Interactive Study Demo

Use this to step through a reusable interview workflow for this problem.

Custom checkpoints (one per line)

Press Step or Run All to begin.

Step 07

Complexity Analysis

Time

O(n × log n)

Space

O(log n)

Approach Breakdown

EXHAUSTIVE

O(2ⁿ) time

O(n) space

Try every possible combination of choices. With n items each having two states (include/exclude), the search space is 2ⁿ. Evaluating each combination takes O(n), giving O(n × 2ⁿ). The recursion stack or subset storage uses O(n) space.

GREEDY

O(n log n) time

O(1) space

Greedy algorithms typically sort the input (O(n log n)) then make a single pass (O(n)). The sort dominates. If the input is already sorted or the greedy choice can be computed without sorting, time drops to O(n). Proving greedy correctness (exchange argument) is harder than the implementation.

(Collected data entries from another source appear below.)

PR #2387, opened 2026-06-12
[Transform] Materialize kernel launch per backend

LeiWang1999:
## Summary

- Refactor `T.Kernel` to emit a target-neutral launch nest that backend pipelines materialize after target binding.
- Add `T.ClusterKernel` for CUDA thread block cluster launches so plain `T.Kernel` can be shared across CPU and SIMT backends.
- Update tests, examples, maintenance scripts, and docs to use the new launch split where cluster dimensions are required.

## Changes

- Add `tl.MaterializeKernelLaunch`, which converts launch thread-binding loops into backend-specific forms.
- Run the materialization pass in CPU, CUDA, ROCm, and Metal pipelines with backend-appropriate lowering behavior.
- Remove the CPU-only kernel-frame attribute path and normalize launch thread handling through the shared `KernelLaunchFrame` API.
- Update cluster examples and tests to call `T.ClusterKernel` while leaving non-cluster kernels on `T.Kernel`.

## Validation

## Summary by CodeRabbit

* **New Features**
  * Cluster-oriented kernel launch support exposed as a public API (ClusterKernel).
  * Compilation now materializes kernel launches earlier in backend pipelines.

* **Documentation**
  * Examples and guides updated to use cluster-aware kernel launches and reflect new launch patterns.

* **API Changes**
  * Kernel helper simplified; cluster-oriented launches should use ClusterKernel going forward.

* **Tests**
  * Tests and demos updated to exercise cluster-aware launches and the new launch-materialization pass.

### DIFF
--- a/docs/programming_guides/cluster_tma.md
+++ b/docs/programming_guides/cluster_tma.md
@@ -3,7 +3,7 @@
 This page describes two advanced data-movement features that are available on
 NVIDIA Hopper (SM90) and later: **TMA multicast** and **SM-to-SM cluster
 copy**. Both features are exposed through extensions to the existing `T.copy`
-operator and require a kernel launched with thread block cluster, i.e., with `cluster_dims != (1, 1, 1)`.
+operator and require a kernel launched with `T.ClusterKernel`, i.e., with `cluster_dims != (1, 1, 1)`.
 
 Requirements:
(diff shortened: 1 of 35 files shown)


LeiWang1999:
@regression-perf

PR #2406, opened 2026-06-16
[BugFix] Fix warp-specialized register over-subscription

Rachmanino:
The auto-injected setmaxnreg pair was hard-coded to dealloc=24/alloc=240, which only fits the canonical 1-producer + 2-consumer warpgroup layout (<=384 threads: 128\*24 + 256\*240 = 64512 max regs/SM). Wider warp-specialized layouts over-subscribe the register file and the consumer's setmaxnreg.inc deadlocks (observed as a GPU hang on sm_120 Blackwell, while sm_89 Ada is unaffected since it never takes the TMA+WS path).

When no explicit reg hint is given, derive the producer/consumer thread split from the warp-specialization guard and pick a consumer request so producer_threads*dec + consumer_threads*inc <= 64512:
  - 1P + 2C (384 threads): keep 24/240 (no warning)
  - 2P + 2C (512 threads): 24/224 (+ warning)
  - 1P + 3C (512 threads): 24/160 (+ warning)
  - any other layout: skip setmaxnreg entirely (+ warning) rather than risk over-subscribing the register file

## Summary by CodeRabbit

* **Bug Fixes**
  * Refined CUDA warp-group register allocation to dynamically select optimal configurations instead of using generic defaults

* **Improvements**
  * Expanded support for additional warp-group layout configurations
  * Enhanced warning messages for register reallocation scenarios

### DIFF
--- a/src/cuda/transform/annotate_warp_group_reg_alloc.cc
+++ b/src/cuda/transform/annotate_warp_group_reg_alloc.cc
@@ -251,14 +251,85 @@ private:
             (has_explicit_hints || !has_simt_copy)) {
           int final_dec_reg = has_explicit_hints ? dec_reg : 24;
           int final_inc_reg = has_explicit_hints ? inc_reg : 240;
-          dec_reg_stmt =
-              Evaluate(Call(DataType::Handle(), set_max_nreg(),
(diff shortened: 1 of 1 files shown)


LeiWang1999:
@regression-perf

Shortcut: Sort + single pass → O(n log n). If no sort needed → O(n). The hard part is proving it works.

Coach Notes

Common Mistakes

Review these before coding to avoid predictable interview regressions.

Off-by-one on range boundaries

Wrong move: Loop endpoints miss first/last candidate.

Usually fails on: Fails on minimal arrays and exact-boundary answers.

Fix: Re-derive loops from inclusive/exclusive ranges before coding.

Using greedy without proof

Wrong move: Locally optimal choices may fail globally.

Usually fails on: Counterexamples appear on crafted input orderings.

Fix: Verify with exchange argument or monotonic objective before committing.